# RRIF Withdrawal question



## baker3232$ (Mar 13, 2018)

First post, have a question. I have an rrsp and a lira account that will in a few years be changed to a rrif to begin withdrawals. For example, if I hold 5 mutual funds in my rrif, and I make the minimum withdrawals required, do I decide which fund or funds are sold off for the withdrawals to come from or is an equal amount taken from each fund, converted to cash, and sent to me. Thanks for any answers I get. Btw, been reading the forum for ages and appreciate all the knowledge here.


----------



## pwm (Jan 19, 2012)

It depends on what arrangements you make with your FI. They can take care of it for you, or you can be in complete control if you wish. In early January each year, I sell various amounts of each of my funds to keep the asset allocation on track. When the cash is there, I call and transfer the total cash balance to my non-registered account and stipulate that it is my annual withdrawal for that year.


----------



## OptsyEagle (Nov 29, 2009)

You decide. If you haven't told anyone where to take the money from they will create a negative cash balance inside the RRIF ... and they will not like that.


----------



## like_to_retire (Oct 9, 2016)

baker3232$ said:


> First post, have a question. I have an rrsp and a lira account that will in a few years be changed to a rrif to begin withdrawals. For example, if I hold 5 mutual funds in my rrif, and I make the minimum withdrawals required, do I decide which fund or funds are sold off for the withdrawals to come from or is an equal amount taken from each fund, converted to cash, and sent to me. Thanks for any answers I get. Btw, been reading the forum for ages and appreciate all the knowledge here.

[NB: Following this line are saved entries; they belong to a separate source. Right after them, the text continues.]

PR #122, opened 2022-08-31
add h264 vui and sei encoding

ccbrown:
This adds encoding of VUI parameters and SEI pic timing messages to the h264 crate.

To help make things nicer, it also derives more and makes `RBSP` an `IntoIterator`.


lzuosym (approved):
I looked through the syntax for vui and sei in ITU-T H.264 (04/2017), everything here looks good to me.

PR #123, opened 2022-09-03
encode timecodes with xcoder-logan

ccbrown:
This allows video frames to optionally provide a timecode, which will be written when encoding H264 with xcoder-logan.


lzuosym (approved):
LGTM

PR #128, opened 2022-09-12
use pkg-config include paths for x264

scottlamb:
This allows building with no environment variable overrides on macOS with Homebrew-installed x264.

Same idea as <https://github.com/sportsball-ai/av-rs/pull/112>, except the include paths are passed to both cc and clang/bindgen.

Somehow the build was already working on macOS on CI (I don't get it?!?), but it didn't work on my laptop. It does now.


epingel2 (approved):
Nice. This is a good change. lgtm

lzuosym (approved):

PR #129, opened 2022-09-16
add ffmpeg crate

ccbrown:
This moves the FFmpeg AVIO structures I recently iterated on into a new crate where they can be re-used, as I think the rule of 3 applies here. Really they should probably be used anywhere we use FFmpeg from Rust.


ffmpeg/src/avio.rs
```diff
@@ -0,0 +1,241 @@
...
+        Writer::new(&mut *buf).unwrap();
+
+        let mut cur = std::io::Cursor::new(vec![]);
+        Writer::new_seekable(&mut cur).unwrap();
+    }
+
+    #[test]
+    fn test_lifetimes() {
+        let t = trybuild::TestCases::new();
+        t.compile_fail("tests/avio/bad_reader_lifetime.rs");
```
scottlamb, line 238: Neat! I've never used this before.

ffmpeg/README.md
```diff
@@ -0,0 +1,3 @@
+# ffmpeg
+
+This crate contains highish level facilities for working with FFmpeg libraries.
```
scottlamb, line 3: Seems worth some mention here (or in an ADR) of why write a new one vs use/contribute to/fork existing libraries. I think the most popular these days is [`ffmpeg-next`](https://crates.io/crates/ffmpeg-next), a fork of the `ffmpeg` crate (and same forker as `ffmpeg-sys-next`, see other comment).

FYI, I also wrote my Rust ffmpeg wrapper crate, [`moonfire-ffmpeg`](https://crates.io/crates/moonfire-ffmpeg). I don't think most of my reasons (listed in the `README.md`) exactly apply here/today vs `ffmpeg-next` or that it'd necessarily make sense for txm to use my lib, but feel free to steal anything. My logging, dictionary, and error code [here](https://github.com/scottlamb/moonfire-ffmpeg/blob/master/src/avutil.rs) might be handy.

ffmpeg/Cargo.toml
```diff
@@ -0,0 +1,11 @@
+[package]
+name = "ffmpeg"
+version = "0.1.0"
+edition = "2021"
+
+[dependencies]
+ffmpeg-sys = {version = "4", git = "https://github.com/meh/rust-ffmpeg-sys", default-features = false, features = ["avcodec", "avformat"]}
```
scottlamb, line 7: Did you consider moving to a more modern fork, [`ffmpeg-sys-next`](https://crates.io/crates/ffmpeg-sys-next), that compiles with ffmpeg 5? I think we should sometime, maybe not now. TODO?

ffmpeg/src/lib.rs
```diff
@@ -0,0 +1,4 @@
+#[macro_use]
+extern crate thiserror;
+
+pub mod avio;
```
scottlamb, line 4: Might be nice to organize by ffmpeg library, e.g. making this `ffmpeg::avformat::avio` rather than `ffmpeg::avio`, for a couple reasons:
* If this library grows and supports `avformat` vs `avcodec` vs `swscale` and all, ffmpeg libraries : Cargo features : module directories could be 1:1:1 so there's an easy way for our apps using this crate to pull in just the ffmpeg libraries they need.
* also makes it easier to flip between this and ffmpeg docs/include files.

ffmpeg/src/lib.rs
```diff
@@ -0,0 +1,4 @@
+#[macro_use]
+extern crate thiserror;
+
```
scottlamb, line 3: Maybe a `pub use ffmpeg_sys as sys` so that callers can just use same version this crate chose without having to futz with their own `Cargo.toml`/`Cargo.lock`? Seems nice to have until/unless this crate wraps all the ffmpeg APIs used by any of our software.

ccbrown: Yep, done.

ffmpeg/Cargo.toml
ccbrown: Yeah that'd be a nice TODO.

ffmpeg/src/lib.rs
ccbrown: Done.

ffmpeg/README.md
ccbrown: I tried a while back to use ffmpeg-next and it didn't have everything we needed. It's also in "maintenance mode", which I take to mean new features or accepted feature contributions should be expected.

ccbrown: I made a slight addition to the README here, but I don't know if this is the place to explain that.

Also, FYI there is precedence for us using staff libraries (e.g. almost all our Go codebases use [https://github.com/ccbrown/keyvaluestore](https://github.com/ccbrown/keyvaluestore)). While moonfire-ffmpeg doesn't look like it would quite cover all our needs at the moment, if it were developed further, TXM using it would certainly be a possibility.

scottlamb: Not surprised it doesn't have everything we need. But we could fork, and it also says though "If you have significant, demonstrable experience in Rust and multimedia-related programming, please let me know, I'll be more than happy to invite you as a collaborator. " I'd say we qualify. So I think the question is if it's a useful base to build on or not. (Part of that decision: I'm not sure about txm policy on licenses such as WTFPL.)

scottlamb: > Also, FYI there is precedence for us using staff libraries (e.g. almost all our Go codebases use [github.com/ccbrown/keyvaluestore](https://github.com/ccbrown/keyvaluestore)). While moonfire-ffmpeg doesn't look like it would quite cover all our needs at the moment, if it were developed further, TXM using it would certainly be a possibility.

Good to know, thanks. Off-hand though I'm not sure the goals of a library for Moonfire and the goals of a library need for TXM match well enough though: in particular `av-rs` is all-in on bindgen (where convenient comprehensive C bindings are helpful), and I don't think switching to that would make sense for Moonfire (where I don't care so much about that want compilation to be really really easy and fast).

ccbrown: One of the other problems is actually just that we do certain things that we can't even do with FFmpeg. Hence the existence of the low level parsing crates in this repo. That makes it really difficult to use any high level crate.

ccbrown: Also I just don't like FFmpeg, but maybe that's just me. I'd rather eliminate all our FFmpeg dependencies than invest in them.

scottlamb: > One of the other problems is actually just that we do certain things that we can't even do with FFmpeg. Hence the existence of the low level parsing crates in this repo. That makes it really difficult to use any high level crate.

As in: impedance mismatch between the abstractions those crates build and the ones in this crate for doing stuff directly?

> Also I just don't like FFmpeg, but maybe that's just me. I'd rather eliminate all our FFmpeg dependencies than invest in them (We really don't have very many fortunately.).

I'm not a huge ffmpeg fan either, and if it's realistic for TXM to not use it at all rather than invest in it much, I'm all for it. (Moonfire also abandoned ffmpeg for RTSP handling, but I don't have much hope of doing on-NVR analytics without it given that I want to support software decoding and don't really want to rewrite the 30,000+ lines of code in `libavcodec/*h26*.[ch]`.)

Those two reasons make sense to me; can you stick them in the README so it's clear to future folks? (future txm folks, anyone else who stumbles across `av-rs/ffmpeg` and might hope for something with more long-term commitment)

ccbrown: How does that look?

scottlamb (approved):

scottlamb (approved):

lzuosym (approved):

PR #130, opened 2022-09-17
ffmpeg error wrapper

scottlamb:
It's frustrating to see failures without the error message, so let's make propagating that easy.

E.g., this old code:

```rust
if av... < 0 {
    bail!("av... failed");
}
```

can become this:

```rust
if let Err(e) = ffmpeg::Error::wrap(av...) {
    bail!("av... failed: {}", e);
}
```

or `ffmpeg::Error::wrap(av...).map_err(...)?`.

This is mostly lifted from my similar code here:

impl https://github.com/scottlamb/moonfire-ffmpeg/blob/ab1fad1c9ed6c9d37f6c39135f797f3a0fa91941/src/avutil.rs#L262-L323 test https://github.com/scottlamb/moonfire-ffmpeg/blob/ab1fad1c9ed6c9d37f6c39135f797f3a0fa91941/src/avutil.rs#L425-L449

It's slightly simpler because callers can just use `ffmpeg_sys::AVERROR_*` instead of this code exposing the constants as I did in my `moonfire-ffmpeg` crate. I just made the inner int pub too.

### DIFF
--- a/ffmpeg/src/avutil/mod.rs
+++ b/ffmpeg/src/avutil/mod.rs
@@ -1,7 +1,6 @@
 use std::{ffi::CStr, os::raw::c_int};
 
 #[derive(Copy, Clone, PartialEq, Eq)]
-#[repr(transparent)]
 pub struct Error(pub c_int);
 
 impl Error {
--- a/ffmpeg/src/avutil/mod.rs
+++ b/ffmpeg/src/avutil/mod.rs
@@ -1,0 +1,62 @@
+use std::{ffi::CStr, os::raw::c_int};
+
+#[derive(Copy, Clone, PartialEq, Eq)]
+#[repr(transparent)]
+pub struct Error(pub c_int);
+
+impl Error {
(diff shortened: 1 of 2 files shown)


ccbrown (approved):
👍

ffmpeg/src/avutil/mod.rs
```diff
@@ -0,0 +1,62 @@
+use std::{ffi::CStr, os::raw::c_int};
+
+#[derive(Copy, Clone, PartialEq, Eq)]
+#[repr(transparent)]
```
lzuosym, line 4: We probably don't need this attribute `#[repr(transparent)]` on `Error`. Seems like this new type won't be used in any place that will cause ABI mismatch issue, or did I miss something?

scottlamb: You're right. It's not needed. Removed.

ccbrown (approved):

lzuosym (approved):

PR #133, opened 2022-09-27
support xcoder logan firmware 3.1.0

ccbrown:
This adds support for NETINT T4XX firmware 3.1.0.

In 3.1.0, all functions have names and types starting with "ni_logan_". This is so applications can link to both Logan and Quadra libraries simultaneously. However, this change can also be conveniently leveraged to allow applications to support 2.X and 3.X firmwares simultaneously. This PR gates this ability behind the "v2-compat" feature flag. The expectation is that this flag will be used to assist with the upgrades, but eventually users of the crate will prefer to support Logan v3 + Quadras instead of Logan v3 + v2.

To test this, I've added a new runner with the latest firmware. I've labeled it netint-t408-310X2013 and I've added a netint-t408-251X1E09 label to the old one. This repo now runs tests against both.

This will enable us to update NETINT firmware, and is very likely to resolve https://epf.atlassian.net/browse/PROD-572.

## How to Review

* Don't look at xcoder-logan-259-sys. It was renamed without changes from xcoder-logan-sys.
* Don't look at xcoder-logan-310-sys _except_ for build.rs and src/header.h. Otherwise this is the same as xcoder-logan-259-sys but with release 3.1.0 vendored.
* Review the changes in xcoder/xcoder-logan/src/encoder/mod.rs and xcoder/xcoder-logan/src/encoder/xcoder_259.rs. There was some refactoring to make a few bits re-usable across 2.5.9 and 3.1.0, and most importantly, this changes the way SEIs are inserted, so take an especially good look at `assemble_access_unit` and its usage.
* Don't look at xcoder/xcoder-logan/src/encoder/xcoder_310.rs. It is identical to xcoder/xcoder-logan/src/encoder/xcoder_259.rs except is uses "ni_logan_" functions from xcoder-logan-310-sys instead of "ni_" functions from xcoder-logan-259-sys.
* Review all the Cargo files.


Cargo.toml
```diff
@@ -26,7 +26,8 @@ members = [
     "kvazaar-sys",
     "xcoder",
     "xcoder/xcoder-logan",
-    "xcoder/xcoder-logan/xcoder-logan-sys",
+    "xcoder/xcoder-logan/xcoder-logan-259-sys",
+    "xcoder/xcoder-logan/xcoder-logan-310-sys",
```
raven-txm, line 30: 👍

xcoder/xcoder-logan/src/encoder/xcoder_259.rs
```diff
@@ -420,7 +309,7 @@ impl<F: RawVideoFrame<u8>> XcoderEncoder<F> {
             }
 
             frame.sei_total_len = 0;
-            if let Some(sei) = f.timecode().and_then(|tc| Self::sei_nalu(&self.config, tc)) {
+            if let Some(sei) = f.timecode().and_then(|tc| self.config.sei_nalu(tc)) {
                 // There's no way with this version of libxcoder to make the encoder write our
```
raven-txm, line 313: Looking forward to the next version, yep

raven-txm (dismissed):
Given that there's a lot of technical detail here I'm not totally conversant on, this looks good to me overall.

I like the refactors/improvements to code structure overall. I'll be exercising this code during testing of the ansible updates (incl. new NI firmware) on the northamerica hosts + temp logger and the like.

xcoder/xcoder-logan/src/encoder/xcoder_259.rs
ccbrown: I'm glad you commented on this, because I meant to remove it! It's not needed anymore since I refactored the way SEI NALUs are inserted.

ccbrown:
> Given that there's a lot of technical detail here I'm not totally conversant on, this looks good to me overall.
> 
> I like the refactors/improvements to code structure overall. I'll be exercising this code during testing of the ansible updates (incl. new NI firmware) on the northamerica hosts + temp logger and the like.

Two things to keep in mind:

* The current AVS won't work with the new firmware at all - the changes in this PR are strictly necessary.
* I couldn't get "cold" upgrades to the new firmware to work (see email thread), but forcing a "warm" upgrade via the `-w` flag to the upgrade script worked fine for me. You may want to do the same. If nothing else, it's easier because warm upgrades don't require restarts.

xcoder/xcoder-logan/src/encoder/mod.rs
```diff
@@ -0,0 +1,410 @@
...
+    {
+        let mut nalus: Vec<&[u8]> = nalus.into_iter().collect();
+
+        // Insert SEI NALU if necessary.
+        let sei = timecode.and_then(|tc| self.sei_nalu(tc));
+        if let Some(sei) = &sei {
+            for (i, nalu) in nalus.iter().enumerate() {
+                if !nalu.is_empty() {
+                    let nal_unit_type = nalu[0] & h264::NAL_UNIT_TYPE_MASK;
+                    if nal_unit_type <= h264::NAL_UNIT_TYPE_CODED_SLICE_OF_IDR_PICTURE {
```
epingel2, line 118: So If I understand this correctly, this creates an sei_nalu from a timecode if given and then inserts that SEI before every IDR nalu. What was the previous logic? I don't see exactly where anything similar would have been done.

epingel2: Never mind. I was looking in the wrong repo entirely

epingel2 (approved):

xcoder/xcoder-logan/src/encoder/xcoder_259.rs
raven-txm: :D

raven-txm:
> The current AVS won't work with the new firmware at all - the changes in this PR are strictly necessary.

yes, I'm aware of this - the symbol changes alone pretty much make it not-backwards-compatible. I like what I'm seeing here and have no problem moving forward so I can test the firmware on the noram hosts soon with an eye to deploy next Tuesday.

I _like_ not having to do restarts during updates so much after last time....

raven-txm (approved):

It's fairly easy to arrange for the withdrawal(s) to occur at a specific date(s) in cash. You can then decide for yourself what to sell to be sure the cash is available in the account.

ltr


----------



## twa2w (Mar 5, 2016)

As noted by other posters you can convert enough of your holdings to cash prior to your payment date so that there is sufficient cash to fund your payment.

If you do not, it will depend on the provider of your RIF. 
Some have a standard formula, ie take from least risky fund first. Others may create an overdraft( negative cash balance) in your RIF.
You would have to check with your provider to ascertain their policy.


----------



## canew90 (Jul 13, 2016)

We send our broker a letter in Dec telling them what we would like done in Jan. We may ask them to sell and transfer the cash to our bank, transfer shares In Kind to our TFSA and also to our Non-Reg account. You have till the end of the next year to withdraw the min required, so it's really what you'd like or need.


----------